While I personally dont subscribe to the appeal of these Virtual Avatar-Personalities streaming content online, I can understand the appeal of them to some people

It's the more-than-realistic colors and depiction you'd find in cartoons and animation, with a dash of anime to entice those who are into that. 

You don't see a sweaty tired human being--you see an anime girl or guy with a backstory and personality, like a cartoon come to life; you see someone roleplaying and putting on a performance and their audience gobbling up that performance. And like all good things, you see people take those things way too seriously.

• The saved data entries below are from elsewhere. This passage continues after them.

PR #1092, opened 2016-02-16
Add checks for value classes

VladimirNik:
Added new checks for value classes:
errors in case of incorrect parameter;
improvement to error message if value class is defined as a local class;

Review by @DarkDimius


DarkDimius:
LGTM

PR #1094, opened 2016-02-16
Change nested typer creation to allow creation of derived typers

j2rodrig:
When the symbol completer runs, it may create a new Typer instance. But if the current typer is a derived typer the completer won't create an instance of the derived type. This change adds a method "newLikeThis" to the Typer class that can be overridden by derived typers.

### DIFF
--- a/src/dotty/tools/dotc/typer/Namer.scala
+++ b/src/dotty/tools/dotc/typer/Namer.scala
@@ -508,7 +508,7 @@ class Namer { typer: Typer =>
         if (sym is Module) moduleValSig(sym)
         else valOrDefDefSig(original, sym, Nil, Nil, identity)(localContext(sym).setNewScope)
       case original: DefDef =>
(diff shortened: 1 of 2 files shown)


src/dotty/tools/dotc/typer/Namer.scala
```diff
@@ -508,7 +508,7 @@ class Namer { typer: Typer =>
         if (sym is Module) moduleValSig(sym)
         else valOrDefDefSig(original, sym, Nil, Nil, identity)(localContext(sym).setNewScope)
       case original: DefDef =>
-        val typer1 = new Typer
```
DarkDimius: @odersky, I'm curious why getting a signature of a DefDef requires creating a new Typer\Namer, while ValDefs and TypeDefs are fine using existing one?

odersky:
LGTM

PR #1100, opened 2016-02-17
Refactor Diagnostic

odersky:
Break it out from Reporter and eliminate all dependencies
to Context. This is done so that Diagnostics can be part
of a public and minimal compiler API.

Review by @smarter

### DIFF
--- a/src/dotty/tools/dotc/reporting/Reporter.scala
+++ b/src/dotty/tools/dotc/reporting/Reporter.scala
@@ -12,44 +12,9 @@ import config.Printers
 import java.lang.System.currentTimeMillis
 import typer.ErrorReporting.DiagnosticString
 import typer.Mode
+import Diagnostic.{ERROR, WARNING, INFO}
 
 object Reporter {
-
-  private val ERROR = 2
-  private val WARNING = 1
-  private val INFO = 0
-
-  class Diagnostic(msgFn: => String, val pos: SourcePosition, val level: Int) extends Exception {
-    import DiagnosticString._
-
-    private var myMsg: String = null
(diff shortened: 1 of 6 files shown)


src/dotty/tools/dotc/reporting/Reporter.scala
```diff
@@ -12,44 +12,9 @@ import config.Printers
 import java.lang.System.currentTimeMillis
 import typer.ErrorReporting.DiagnosticString
```
smarter: I think the weird test errors are because `DiagnosticString` does not exist anymore.

odersky: Good analysis. Can you take it over and integrate the PR request directly
into your work?

On Wed, Feb 17, 2016 at 6:53 PM, Guillaume Martres <notifications@github.com
> wrote:

> In src/dotty/tools/dotc/reporting/Reporter.scala
> <https://github.com/lampepfl/dotty/pull/1100#discussion_r53202952>:
>
> > @@ -12,44 +12,9 @@ import config.Printers
> >  import java.lang.System.currentTimeMillis
> >  import typer.ErrorReporting.DiagnosticString
>
> I think the weird test errors are because DiagnosticString does not exist
> anymore.
>
> —
> <https://github.com/lampepfl/dotty/pull/1100/files#r53202952>.
>



-- 
Martin Odersky
EPFL

smarter: Sure.

smarter:
Closing, will be integrated in my PR

PR #1201, opened 2016-04-04
Check Java classes are not used as objects

### LINKED ISSUE #972: Ycheck that java classes are not used as objects
This passes Ycheck, bu it should not:

```
import java.lang.Math

val myMath: Math.type = Math
myMath.sqrt(3.0)
```

liufengyun:
Following code should not pass Ycheck:

    import java.lang.Math

    val myMath: Math.type = Math
    myMath.sqrt(3.0)
    id(myMath)

Fix #972. Review @DarkDimius .

### DIFF
--- a/src/dotty/tools/dotc/transform/TreeChecker.scala
+++ b/src/dotty/tools/dotc/transform/TreeChecker.scala
@@ -181,6 +181,80 @@ class TreeChecker extends Phase with SymTransformer {
       if (tree.symbol.maybeOwner.isTerm)
         assert(nowDefinedSyms contains tree.symbol, i"undefined symbol ${tree.symbol}")
 
+    /** assert Java classes are not used as objects */
+    def assertIdentNotJavaClass(tree: Tree)(implicit ctx: Context): Unit = tree match {
+      case _ : untpd.Ident =>
+        assert(!tree.symbol.is(JavaModule), "Java class can't be used as value: " + tree)
+      case _ =>
+    }
+
+    /** check Java classes are not used as objects */
+    def checkIdentNotJavaClass(tree: Tree)(implicit ctx: Context): Unit = tree match {
+      // case tree: untpd.Ident =>
+      // case tree: untpd.Select =>
+      // case tree: untpd.SelectFromTypeTree =>
+      // case tree: untpd.Bind =>
+      case vd : ValDef =>
+        assertIdentNotJavaClass(vd.forceIfLazy)
+      case dd : DefDef =>
+        assertIdentNotJavaClass(dd.forceIfLazy)
+      // case tree: untpd.TypeDef =>
+      case Apply(fun, args) =>
+        assertIdentNotJavaClass(fun)
+        args.foreach(assertIdentNotJavaClass _)
+      // case tree: untpd.This =>
+      // case tree: untpd.Literal =>
+      // case tree: untpd.New =>
+      case Pair(left, right) =>
+        assertIdentNotJavaClass(left)
+        assertIdentNotJavaClass(right)
+      case Typed(expr, _) =>
+        assertIdentNotJavaClass(expr)
+      case NamedArg(_, arg) =>
+        assertIdentNotJavaClass(arg)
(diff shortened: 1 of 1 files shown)


src/dotty/tools/dotc/transform/TreeChecker.scala
```diff
@@ -181,6 +181,106 @@ class TreeChecker extends Phase with SymTransformer {
...
+      case Match(selector, cases) =>
+        assertIdentNotJavaClass(selector)
+        cases.foreach(caseDef => assertIdentNotJavaClass(caseDef.body))
+      case Return(expr, _) =>
+        assertIdentNotJavaClass(expr)
+      case Try(expr, cases, finalizer) =>
+        assertIdentNotJavaClass(expr)
+        cases.foreach(caseDef => assertIdentNotJavaClass(caseDef.body))
+        assertIdentNotJavaClass(finalizer)
+      case untpd.Throw(expr) =>
```
DarkDimius: No need to handle untyped trees here.
They would never reach Ycheck.

src/dotty/tools/dotc/transform/TreeChecker.scala
```diff
@@ -181,6 +181,106 @@ class TreeChecker extends Phase with SymTransformer {
...
 
+    /** assert Java classes are not used as objects */
+    def assertIdentNotJavaClass(tree: untpd.Tree)(implicit ctx: Context): Unit = tree match {
+      case _ : untpd.Ident =>
+        assert(!tree.symbol.is(JavaModule), "Java class can't be used as value: " + tree)
+      case _ =>
+    }
+
+    /** check Java classes are not used as objects */
+    def checkIdentNotJavaClass(tree: untpd.Tree)(implicit ctx: Context): Unit = tree match {
```
DarkDimius: Ycheck checks typed trees. No need to support all the `untpd` stuff.

src/dotty/tools/dotc/transform/TreeChecker.scala
```diff
@@ -181,6 +181,106 @@ class TreeChecker extends Phase with SymTransformer {
...
+      // case tree: untpd.Ident =>
+      // case tree: untpd.Select =>
+      // case tree: untpd.SelectFromTypeTree =>
+      // case tree: untpd.Bind =>
+      case vd : ValDef =>
```
liufengyun: I keep the unchecked cases as comments to make it explicit what cases are ignored, in order to facilitate code maintenance. I'm not sure if it's a good style.

src/dotty/tools/dotc/transform/TreeChecker.scala
```diff
@@ -181,6 +181,106 @@ class TreeChecker extends Phase with SymTransformer {
...
+        assertIdentNotJavaClass(body)
+      // case untpd.GenFrom(_, expr) =>
+      case untpd.GenAlias(_, expr) =>
+        assertIdentNotJavaClass(expr)
+      // case untpd.ContextBounds(_, _) =>
+      case _ =>
+    }
+
+    override def typed(tree: untpd.Tree, pt: Type = WildcardType)(implicit ctx: Context): tpd.Tree = {
+      checkIdentNotJavaClass(tree)
```
DarkDimius: I would go with

```
checkIdentNotJavaClass(super.typed(tree))
```

As this pattern is commonly used in typer.

liufengyun: Thanks, I'll follow the approach.

BTW, it's safe to assume all untyped ASTs are desugared after `FrontEnd`?

DarkDimius: > BTW, it's safe to assume all untyped ASTs are desugared after FrontEnd?

yes.

DarkDimius:
LGTM

liufengyun:
Thanks @DarkDimius .

When you have time, could you please add some description to the benchmark infrastructure task #1210 ? That would help a lot for me to get started. Thanks a lot.

PR #1202, opened 2016-04-04
[do not merge] Issues with TASTY - dotty pickling/unpickling

VladimirNik:
After checking (pickling/unpickling) src/dotty:
- There are 10 files that have different trees representations after unpickling (string representation).
- For each case I added sample file representing issue in addition to original source file from Dotty (files Fail1.scala - Fail10.scala)
- I checked each sample file with FromTasty: **6 files** can be compiled and checked with -Ycheck:all, **4 files** have issues during compilation/checking.

#### **Compilation issues**:

**1)** Issue with private field access (`val Unknown` in `object Test`) from `class Test` (Fail3.scala):
```scala
class Test() {
  import Test._
  val myStatus = Unknown
}
object Test {
  private val Unknown: Int = 0
}
```
Unpickling with FromTasty results in:
```
assertion failed: private getter Unknown in object Test$ in null 
accessed from constructor Test in class Test in Simple(Fail3.scala)
```
Similar code is in: dotty/tools/dotc/core/Types.scala
<br>
**2)** Issue with var parameter in class (Fail7.scala): 
```scala
class Fail7(var in: Int)
```
Unpickling with FromTasty results in:
```
error: class Test needs to be abstract, since 
<accessor> var in_=: (x$1: Int)Unit is not defined
(Note that an abstract var requires a setter in addition to the getter)
```

<br>
#### **-Ycheck:all issues**

**3)** Code example (Fail1.scala):
```scala
class Test[T] {
  def testMethod: Unit =
    new Foo(this)
}
class Foo[T] {
  def this(ct: Test[T]) = this()
}
```
Differences (in `def testMethod`). Such expression before pickling:
```
<<new Foo:Foo>:([T](ct: Test[T])Foo[T])>[T]
```
after unpickling becomes:
```
<<new Foo:Foo>:([T = Foo @UnsafeNonvariant#T](ct: Test[Foo @UnsafeNonvariant#T])Foo[T])>[T]
```
Unpickling with FromTasty using `-Ycheck:all` results in:
```
*** error while checking Simple(Fail1.scala) after phase frontend ***
java.lang.AssertionError: assertion failed: error at Simple(Fail1.scala):2
type mismatch:
 found   : Test[T(in Test)](Test.this)
 required: Test[Foo @UnsafeNonvariant#T(in Foo)]
tree = This(Test)
```
Similar code is in: dotty/runtime/vc/VCPrototype.scala
<br>
**4)** Code example (Fail5.scala):
```scala
class Fail5 {
  val someClass: Class[_] = ???
  val resultMethod = someClass.getMethod("result")
}
```
Differences in types (in `val resultMethod`). Such expression before pickling:
```
    val resultMethod: Method = 
        this:Fail5.someClass.getMethod:((x$0: String, x$1: Class[_]*)Method)>(
            <"result":String>,
            <<[ : java.lang.Class[_]]:scala.Array[java.lang.Class[_]]>: ...
```
after unpickling becomes:
```
    val resultMethod: Method = 
        this:Fail5.someClass.getMethod:((x$0: String, x$1: Class[_]*).Method)>(
            <"result":String("result")>,
            <<[ : java.lang.Class[_]]:scala.collection.Seq[java.lang.Class[_]]>: ...
```

The difference is that the type for x$1 arg changes from **scala.Array** to **scala.collection.Seq**

Unpickling with FromTasty using `-Ycheck:all` results in:
```
*** error while checking Simple(Fail5.scala) after phase frontend ***
java.lang.AssertionError: assertion failed: error at Simple(Fail5.scala):2
type mismatch:
 found   : scala.collection.Seq[Class[_]]
 required: Array[Class[_]]
```
Similar code is in: dotty/tools/dotc/repl/CompilingInterpreter.scala

### DIFF
--- a/test/dotc/tests.scala
+++ b/test/dotc/tests.scala
@@ -47,6 +47,8 @@ class tests extends CompilerTest {
   val runDir        = testsDir + "run/"
   val newDir        = testsDir + "new/"
   val replDir       = testsDir + "repl/"
+  val tastyDir      = testsDir + "tasty/"
+  val tastyFailedDir = tastyDir + "failed/"
 
   val sourceDir = "./src/"
   val dottyDir  = sourceDir + "dotty/"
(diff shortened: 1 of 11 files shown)


DarkDimius:
In 4) Seems that `JavaSeqLiteral` was unpicked as normal `SeqLiteral`.

odersky:
@VladimirNik Do we need to keep this still around?

VladimirNik:
@odersky No, I think we can close it.

PR #1203, opened 2016-04-04
Two fixes to TermRefWithSignature.newLikeThis

DarkDimius:
Used to compute `asMemberOf(prefix)` twice and assume that symbol does not change.

@odersky please review


src/dotty/tools/dotc/core/Types.scala
```diff
@@ -1743,7 +1743,7 @@ object Types {
       if (symbol.exists && !candidate.symbol.exists) { // recompute from previous symbol
         val ownSym = symbol
         val newd = asMemberOf(prefix)
-        candidate.withDenot(newd.suchThat(_ eq ownSym))
```
odersky: Yes, that what made no sense at all. Good catch.

odersky:
LGTM

PR #1204, opened 2016-04-05
simple integration with jline

### LINKED ISSUE #1084: Add jline support to REPL
We should integrate the REPL with jline to allow line editing.

liufengyun:
Fix #1084. Please review @odersky .

In this PR, I only added the basic functionality. Are there any specific features that are needed?

### DIFF
--- a/bin/dotc
+++ b/bin/dotc
@@ -38,7 +38,7 @@ unset verbose quiet cygwin toolcp colors saved_stty CDPATH
 
 CompilerMain=dotty.tools.dotc.Main
 FromTasty=dotty.tools.dotc.FromTasty
-ReplMain=test.DottyRepl
+ReplMain=dotty.tools.dotc.repl.Main
 
 
 
--- a/src/dotty/tools/dotc/repl/InteractiveReader.scala
+++ b/src/dotty/tools/dotc/repl/InteractiveReader.scala
@@ -8,24 +8,19 @@ trait InteractiveReader {
   val interactive: Boolean
 }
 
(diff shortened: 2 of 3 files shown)


odersky:
LGTM. For future commits, can you push to staging and make the pull request from there? We try to follow that schema to make it easier for several people to collaborate on a PR. Thanks!

odersky:
Oen suggestion: Can we make it accept more than one version of jline? AFAIK 2.12 works fine, so do we need to demand that people upgrade?

liufengyun:
OK, I'll ask @DarkDimius to add me to the staging repo.

Regarding the version, I'm not sure if `ivy` will bind to `2.12` when `2.14` is available. The syntax `[2.12,)` seems to achieve what you want, but it's a bit weird in the Java world.

I agree let's restore it to be `2.12` for the moment.

liufengyun:
Thanks @odersky .

som-snytt:
I have a repl branch which incorporates scala repl bits at https://github.com/som-snytt/dotty/blob/topic/dopler/src/dotty/tools/dotc/repl/jline/Reader.scala

A goal is to have well-defined extension points in the repl package, and a supplied repl with fewer bells and whistles. That was for purpose of adding features, but I'll also check for jline-neutrality.

The day job is doing its annual release so I haven't had the time I'd like, but I'll try to contribute it soon.

Should that be a normal PR against dotty repo?

smarter:
> Should that be a normal PR against dotty repo?

Sure, why not?

PR #1211, opened 2016-04-07
Fix Tasty errors

odersky:
Fixes one of the errors reported in #1202. If I can fix more errors, I'll try to push those fixes on this PR later. Review by @VladimirNik .


odersky:
Now the other errors reported in #1202 should also be fixed.

VladimirNik:
@odersky Thank you! LGTM

src/dotty/tools/dotc/FromTasty.scala
```diff
@@ -64,6 +64,9 @@ object FromTasty extends Driver {
   }
 
   class ReadTastyTreesFromClasses extends FrontEnd {
+
+    override def isTyper = false
```
DarkDimius: Unfortunately, this is not enough. 
A lot of code checks for `Phases.isAfterTyper` that is entirely independent from this method

src/dotty/tools/dotc/transform/Pickler.scala
```diff
@@ -68,7 +68,7 @@ class Pickler extends Phase {
   private def pickleSourcefile(pickler: TastyPickler, source: SourceFile): Unit = {
     val buf = new TastyBuffer(10)
     pickler.newSection("Sourcefile", buf)
-    buf.writeNat(pickler.nameBuffer.nameIndex(source.file.path).index)
+    buf.writeNat(pickler.nameBuffer.nameIndex(source.file.canonicalPath).index)
```
DarkDimius: This may leak private knowledge of folder structure.
Why is relative path not enough?

odersky: ExpandPrivate contains an assertion that compares two source files for equality. It only works when we canonicalize the paths. We could weaken the assertion and demand e.g. that the paths have a common non-trivial suffix. I'll make that change.

src/dotty/tools/dotc/FromTasty.scala
odersky: True. But it does not matter for anyway. The change did not affect the fixes. I'll add a comment to explain better what isTyper is.

DarkDimius:
I'm not sure if change proposed in 5aa59ac17e6f48719f8b52048e0b86570e9399e3 is good for tooling.

It makes it very complicated for an external tool to match TASTY files with source files. As the tool would be required to be able to read the TASTY section.

Though it also has bright sides, as it would simplify storing TASTY for classes originating from different source files.

odersky:
If necessary we could provide a method that returns the top level classes of a tasty file. Then we can read the source files from them. I think it is an advantage that A tasty file is not tied to one source.

VladimirNik:
I added commit with updates for TASTY tests (for dotty/src)

PR #1213, opened 2016-04-11
Fix issues with `enterBlock` for comment parsing

felixmulder:
There was a small error in my code where `enterBlock` would not add an empty list to the beginning of the `docsPerBlockStack` but instead add the elements from the empty list to the current list of lists.

review: @DarkDimius


DarkDimius:
LGTM

PR #1205, opened 2016-04-06
Ycheck that all methods have method type

liufengyun:
Fix #1046 . Please review @DarkDimius .

PR #1215, opened 2016-04-11
Fix #1214: PolyType return types may need wrapping with ExprType

### LINKED ISSUE #1214: Polymorphic methods without term params don't have MethodType
This issue is related to #1046 and PR #1205. It's expected that all methods have either `MethodicType` or `PolyType(MethodicType)`.

However, this is not true in current dotty. Given following simple program:

```Scala
class Test {
  def foo[T] = 5
}
```

The method `foo` takes a non-method type `[T]Int`. The full type signature for `foo` is as follows:

```
PolyType(
     List(T),
     List(
         TypeBounds(
             TypeRef(ThisType(TypeRef(NoPrefix,scala)),Nothing),
             TypeRef(ThisType(TypeRef(NoPrefix,scala)),Any)
          )
     ),
     TypeRef(ThisType(TypeRef(NoPrefix,scala)),Int)
)
```

Is this an intentional design or a bug?

DarkDimius:
Namer.methodType is used to get type of method given types of arguments,
    type parameters and return type.
    It has a special case if method does not take arguments that wraps return
    type with ExprType.
    Such wrapping needs to be also performed in case method has type
    parameters.

### DIFF
--- a/src/dotty/tools/dotc/ast/tpd.scala
+++ b/src/dotty/tools/dotc/ast/tpd.scala
@@ -473,7 +473,7 @@ object tpd extends Trees.Instance[Type] with TypedTreeInfo {
         case tree: Select if qualifier.tpe eq tree.qualifier.tpe =>
           tree1.withTypeUnchecked(tree.tpe)
         case _ => tree.tpe match {
-          case tpe: NamedType => tree1.withType(tpe.derivedSelect(qualifier.tpe))
+          case tpe: NamedType => tree1.withType(tpe.derivedSelect(qualifier.tpe.widenIfUnstable))
           case _ => tree1.withTypeUnchecked(tree.tpe)
         }
       }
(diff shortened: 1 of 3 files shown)


DarkDimius:
Ping @liufengyun, please check if this fixes Y-check failure
@odersky please review.

liufengyun:
Just checked, this PR fixed the Y-check failure in #1205. Good job @DarkDimius !

odersky:
That's not how types are supposed to be modeled. The function 

    def f[T]: U

should have type `PolyType(<T>, <U>)`, not `PolyType(<T>, `ExprType<U>`)`. That's the assumption everywhere and we should not change it.

DarkDimius:
@odersky, would you mind explaining intension behind this design decision?
It seems natural to me to assume that return type of a `PolyType` is a `MethodicType`.
It would be also great of you could share your mind beind `def f: U` being `ExprType<U>` instand of simpy `<U>`.

PR #1218, opened 2016-04-14
Workaround for ScalaMeter incorrect report path

liufengyun:
The ScalaMeter issue is reported here:

https://github.com/scalameter/scalameter/pull/163/files

The issue exists both in v0.7 and v0.6. As dotty uses v0.6 now,
use this workaround until we upgrate to a new version of ScalaMeter.

With this PR, we no longer need to maintain two separate folders for reports.

Please review @DarkDimius .

### DIFF
--- a/project/Build.scala
+++ b/project/Build.scala
@@ -239,7 +239,6 @@ object DottyBuild extends Build {
 
       libraryDependencies ++= Seq("com.storm-enroute" %% "scalameter" % "0.6" % Test,
         "com.novocode" % "junit-interface" % "0.11"),
-      testFrameworks += new TestFramework("org.scalameter.ScalaMeterFramework"),
 
       fork in Test := true,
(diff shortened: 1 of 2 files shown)


project/Build.scala
```diff
@@ -239,7 +239,6 @@ object DottyBuild extends Build {
 
       libraryDependencies ++= Seq("com.storm-enroute" %% "scalameter" % "0.6" % Test,
         "com.novocode" % "junit-interface" % "0.11"),
-      testFrameworks += new TestFramework("org.scalameter.ScalaMeterFramework"),
```
liufengyun: I removed this, because we never run `dotty-bench/test`, we use `dotty-bench/test:run`. The latter doesn't require the framework integration.

DarkDimius:
LGTM

PR #1219, opened 2016-04-15
Fix strawmans

odersky:
I worked on a new collection strawman proposal which uncovered quite a few bugs. More bugs were discovered when trying to dotty-compile this proposal and the earlier ones and then compile DottyTest against it. All discovered errors are fixed in this PR.

Review by @VladimirNik


VladimirNik:
LGTM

It's not surprising to see people engage with it as it appears to be the next step in the trend of internet streaming, but it sure creates a lot of drama and controversy too.


----------



## SeniorFuckFace (Jul 30, 2022)

Locke And Doula said:


> people take those things way too seriously.


They treat the role played character as real, shit is bizarre.


----------



## Admin Dissipate Swordfish (Jul 30, 2022)

SeniorFuckFace said:


> They treat the role played character as real, shit is bizarre.


It's fucking crazy, but this isn't the first or will be the last group of people to be fucking autistic/horny/obsessed over fake celebrity/personalities online so I've sorta made peace on that

What the V-Tuber phenomenon has shown is how having a fictional waifu/husbando you can project your obsession over that _also _interacts with you through livestreams is a wonderful cocktail of weaboo attachment and parasocial fuckery


----------



## Skitarii (Jul 30, 2022)

Beyond the green meadows of Q&A is a world of nightmares


----------



## Gravityqueen4life (Jul 30, 2022)

yes, i love watching thots who pretend to be anime characters. how could you tell?


----------



## Uberpenguin (Jul 30, 2022)

Oh, you've never been to the Vtuber thread? It's something else.

They've whined before about how Josh sometimes is mean to them (I think he goes in there just to push them around a bit if he's feeling glum) and a lot of them don't post anywhere else like Berwick said, so you'd think they'd go elsewhere but the issue is they're all really retarded so they can't make their own site without it falling apart within a month or getting taken over by transexuals/child predators.

It's a little cruel but it's one of those rule by force things where (like most weebs) the Vtuber fans refuse to accept the idea that what they do is crass and a sign of being low functioning individuals, except what they think doesn't matter because they're too dumb and detached from reality to actually do anything about it so they just have to take people's abuse.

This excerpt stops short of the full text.